## TASK STATEMENT
Could you copy every entry exactly, with nothing changed?

▼

PR #673, opened 2023-04-19
TNO-1183 Add Reporting Service

Fosol:
Creating the base Reporting Service that will provide a way to generate and send reports.  The Reporting Service is a Kafka Consumer.

A Report is generated through two primary properties, the `Filter` and the `Template`.  The filter is an Elasticsearch query that will fetch content.  The template uses Razor syntax to dynamically generate the report output.

Additionally, a manual report can also be created by adding content to it and then make a request to send out the report.

- The report does not currently implement the Razor engine (separate story)


api/net/Areas/Services/Controllers/ReportController.cs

▲

## TASK SOLUTION
PR #673, opened 2023-04-19
TNO-1183 Add Reporting Service

Fosol:
Creating the base Reporting Service that will provide a way to generate and send reports.  The Reporting Service is a Kafka Consumer.

A Report is generated through two primary properties, the `Filter` and the `Template`.  The filter is an Elasticsearch query that will fetch content.  The template uses Razor syntax to dynamically generate the report output.

Additionally, a manual report can also be created by adding content to it and then make a request to send out the report.

- The report does not currently implement the Razor engine (separate story)


api/net/Areas/Services/Controllers/ReportController.cs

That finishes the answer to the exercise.